> [EXERCISE DIRECTIONS]:
Locate every line in the material below that has the word "actbehvs". Copy each of those lines.

** SOURCE MATERIAL follows **

PR #154, opened 2023-07-07
ABI exhaustiveness check

zoep:
This PR includes:

- New check that checks whether all reachable successes in Solidity are described by the Act spec. This is checked by asserting that the function selector is not equal to the selectors of the interfaces in Act, and trying to find reachable successes.

- Removal of the range assertions in the initial calldata.

- Some cleanup and moving functions from CLI to HEVM.

- Some pretty colors for the output of Act.

### DIFF
--- a/src/CLI.hs
+++ b/src/CLI.hs
@@ -17,7 +17,6 @@ import System.Exit ( exitFailure )
 import System.IO (hPutStrLn, stderr, stdout)
 import Data.Text (pack, unpack)
 import Data.List
-import Data.Containers.ListUtils
 import Data.Maybe
 import Data.Traversable
 import qualified EVM.Solidity as Solidity
@@ -27,7 +26,6 @@ import qualified Data.Map.Strict as Map
 import Text.PrettyPrint.ANSI.Leijen hiding ((<$>))
 import GHC.Natural
 
-import qualified Data.ByteString as BS
 import qualified Data.ByteString.Lazy.Char8 as B
 
 import Control.Monad
@@ -49,10 +47,7 @@ import HEVM
 import EVM.SymExec
 import qualified EVM.Solvers as Solvers
 import EVM.Solidity
-import qualified EVM.Format as Format
 import qualified EVM.Types as EVM
-import qualified EVM.Expr as EVM
-import qualified EVM.Fetch as Fetch
 
 --command line options
 data Command w
@@ -226,7 +221,7 @@ hevm actspec cid sol' solver' timeout _ = do
   sequence_ $ flip fmap actbehvs $ \(name,behvs,calldata) ->
     Solvers.withSolvers solver' 1 (naturalFromInteger <$> timeout) $ \solvers -> do
       solbehvs <- removeFails <$> getBranches solvers bytecode calldata
-      putStrLn $ "\x1b[1mChecking behavior \x1b[4m" <> name <> " of Act\x1b[m"
+      putStrLn $ "\x1b[1mChecking behavior \x1b[4m" <> name <> "\x1b[m of Act\x1b[m"
       -- equivalence check
       putStrLn "\x1b[1mChecking if behaviour is matched by EVM\x1b[m"
       checkResult =<< checkEquiv solvers debugVeriOpts solbehvs behvs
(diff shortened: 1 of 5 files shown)


src/CLI.hs
```diff
@@ -223,114 +218,32 @@ hevm actspec cid sol' solver' timeout _ = do
...
     Solvers.withSolvers solver' 1 (naturalFromInteger <$> timeout) $ \solvers -> do
-    
       solbehvs <- removeFails <$> getBranches solvers bytecode calldata
+      putStrLn $ "\x1b[1mChecking behavior \x1b[4m" <> name <> "\x1b[m of Act\x1b[m"
       -- equivalence check
-      putStrLn "Checking if behaviours are equivalent"
-      checkResult =<< equivalenceCheck' solvers solbehvs behvs debugVeriOpts
-      -- exhaustiveness sheck
-      putStrLn "Checking if the input space is the same"
+      putStrLn "\x1b[1mChecking if behaviour is matched by EVM\x1b[m"
```
d-xo, line 226: We use this lib for pretty printing in the SMT output: https://hackage.haskell.org/package/ansi-wl-pprint-0.6.9/docs/Text-PrettyPrint-ANSI-Leijen.html which has a bunch of nice formatting and color combinators, it might be worth using here?

src/CLI.hs
```diff
@@ -223,114 +218,32 @@ hevm actspec cid sol' solver' timeout _ = do
...
+      checkResult =<< checkEquiv solvers debugVeriOpts solbehvs behvs
```
d-xo, line 227:
```suggestion
      checkResult =<< checkEquiv solvers defaultVeriOpts solbehvs behvs
```

src/CLI.hs
```diff
@@ -223,114 +218,32 @@ hevm actspec cid sol' solver' timeout _ = do
   let act = validation (\_ -> error "Too bad") id (enrich <$> compile specContents)
   bytecode <- fmap fromJust $ solcRuntime cid solContents
   let actbehvs = translateAct act
-  sequence_ $ flip fmap actbehvs $ \(behvs,calldata) ->
+  sequence_ $ flip fmap actbehvs $ \(name,behvs,calldata) ->
     Solvers.withSolvers solver' 1 (naturalFromInteger <$> timeout) $ \solvers -> do
```
d-xo, line 222: I think we can pull this out to the top level to avoid spawning and killing a solver on each run. We can also add some `-j` parameter or similar to control how many solvers we should spawn, and default that to the available number of cores on the system to support parallel solving.

src/HEVM.hs
```diff
@@ -365,3 +387,112 @@ checkOp (UIntMin _ _) = error "Internal error: invalid in range expression"
 checkOp (UIntMax _ _) = error "Internal error: invalid in range expression"
 checkOp (ITE _ _ _ _) = error "Internal error: invalid in range expression"
 checkOp (IntEnv _ _) = error "Internal error: invalid in range expression"
+
+
+-- | Checks whether all successful EVM behaviors are withing the
```
d-xo, line 392:
```suggestion
-- | Checks whether all successful EVM behaviors are within the
```

src/HEVM.hs
```diff
@@ -365,3 +387,112 @@ checkOp (UIntMin _ _) = error "Internal error: invalid in range expression"
...
+    checkBehv assertions (EVM.Success cnstr _ _ _) = assertions <> cnstr
+    checkBehv _ (EVM.Failure _ _ _) = []
+    checkBehv _ (EVM.Partial _ _ _) = []
+    checkBehv _ (EVM.ITE _ _ _) = error "Internal error: HEVM behaviours must be flattened"
+    checkBehv _ (EVM.GVar _) = error "Internal error: unepected GVar"
+
+    msg = "\x1b[1mThe following function selector results in behaviors not covered by the Act spec:\x1b[m"
+
+-- | decompiles the given EVM bytecode into a list of Expr branches
+getBranches :: SolverGroup -> BS.ByteString -> Calldata -> IO [EVM.Expr EVM.End]
```
d-xo, line 427: don't we have this in `SymExec.hs` in hevm already?

d-xo (approved):
Looks great! Just a few small comments

src/CLI.hs
zoep: I've already pulled that out in a subsequent PR (#156), where I only have one top-level `withSolvers`. I can also add a `-j` option.

src/HEVM.hs
zoep: Yes, we do. We can't directly use it because it's local to `checkEquiv` but at some point we should generalise it and use it here as well. Same for some other definitions in this file.

src/CLI.hs
zoep: It's fixed in #156! I will not change it here to avoid merge conflicts.

PR #155, opened 2023-07-10
HEVM equivalence CLI option + tests

zoep:
This PR

- Adds option to pass the runtime byte code to the CLI for hevm equivalence. 
- Enables the HEVM equivalence tests in the makefile


Makefile
```diff
@@ -43,7 +43,7 @@ postcondition_pass=$(wildcard tests/postconditions/pass/*.act) $(typing_pass)
 postcondition_fail=$(wildcard tests/postconditions/fail/*.act)
 
 # supposed to pass, but timeout
-hevm_buggy=tests/hevm/pass/safemath/safemath.act tests/hevm/pass/transfer/transfer.act
```
d-xo, line 46: do these still timeout?

d-xo (approved):
lgtm

Makefile
zoep: `Safemath` works, I've added back in #155. `transfer` I think we don't support yet.

PR #156, opened 2023-07-14
Constructor equivalence

zoep:
This PR add functionality for checking constructor equivalence. Equivalence checking follows the same principles as behaviour equivalence, with the difference that the init code is executed in hevm and the arguments are not passed with call date. 

There is also some code cleanup in the main hevm function in CLI.hs.


src/CLI.hs
```diff
@@ -183,42 +185,43 @@ coq' f = do
...
+      case (sol', code', initcode') of
+        (Just f, Nothing, Nothing) -> do
           solContents  <- TIO.readFile f
-          fmap fromJust $ solcRuntime cid solContents
-        (Nothing, Just c) -> pure $ Format.hexByteString "" c
-        (Nothing, Nothing) -> error "No EVM input is given. Please provide a Solidity file or EVM bytecode"
-        (Just _, Just _) -> error "Both Solidity file and bytecode are given. Please specify only one."
+          bytecodes cid solContents
+        (Nothing, Just c, Just i) -> pure (i, c)
+        (Nothing, Nothing, _) -> error "No runtime code is given"
```
d-xo, line 211: might be a bit nicer to print an error message and then exit cleanly with `exitFailure 1` here. It's not such a nice ux to dump a stack trace if the user forgets to pass some needed parameter

src/HEVM.hs
```diff
@@ -88,7 +87,7 @@ makeCtrCalldata (Interface _ decls) =
     mkArg :: Decl -> CalldataFragment
     mkArg (Decl typ x)  = symAbiArg (T.pack x) typ
     calldatas = fmap mkArg decls
-    (cdBuf, props) = combineFragments' calldatas 0 (EVM.AbstractBuf "txdata")
+    (cdBuf, props) = combineFragments' calldatas 0 (EVM.ConcreteBuf "")-- (EVM.AbstractBuf "txdata")
```
d-xo, line 90: why couldn't we use an `AbstractBuf` here again? would be cool to have some `TODO` comment explaining.

zoep: The code is trying to compute the lengths of the buffer and it fails with an unexpected symbolic argument. I don't know what we can do about it thought in the future..

src/CLI.hs
zoep: Done! Also removed an other similar error in the file.

Makefile
```diff
@@ -43,7 +43,7 @@ postcondition_pass=$(wildcard tests/postconditions/pass/*.act) $(typing_pass)
 postcondition_fail=$(wildcard tests/postconditions/fail/*.act)
 
 # supposed to pass, but timeout
-hevm_buggy=tests/hevm/pass/transfer/transfer.act tests/hevm/pass/simple/simple.act
+hevm_buggy=tests/hevm/pass/transfer/transfer.act tests/hevm/pass/simple/simple.act tests/hevm/pass/maps/maps.act
```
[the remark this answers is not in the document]
zoep: This is fixed now.

src/HEVM.hs
d-xo:
```suggestion
    -- We need to use a concrete buf as a base here because hevm bails when trying to execute with an abstract buf
    -- This is because hevm ends up trying to execute a codecopy with a symbolic size, which is unsupported atm
    -- This is probably unsound, but theres not a lot we can do about it at the moment...
    (cdBuf, props) = combineFragments' calldatas 0 (EVM.ConcreteBuf "")-- (EVM.AbstractBuf "txdata")
```

Maybe a comment like this?

d-xo (approved):
looks great!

** End of SOURCE MATERIAL **

> [RESPONSE FOR THIS EXERCISE]:
   sequence_ $ flip fmap actbehvs $ \(name,behvs,calldata) ->
   let actbehvs = translateAct act
-  sequence_ $ flip fmap actbehvs $ \(behvs,calldata) ->
+  sequence_ $ flip fmap actbehvs $ \(name,behvs,calldata) ->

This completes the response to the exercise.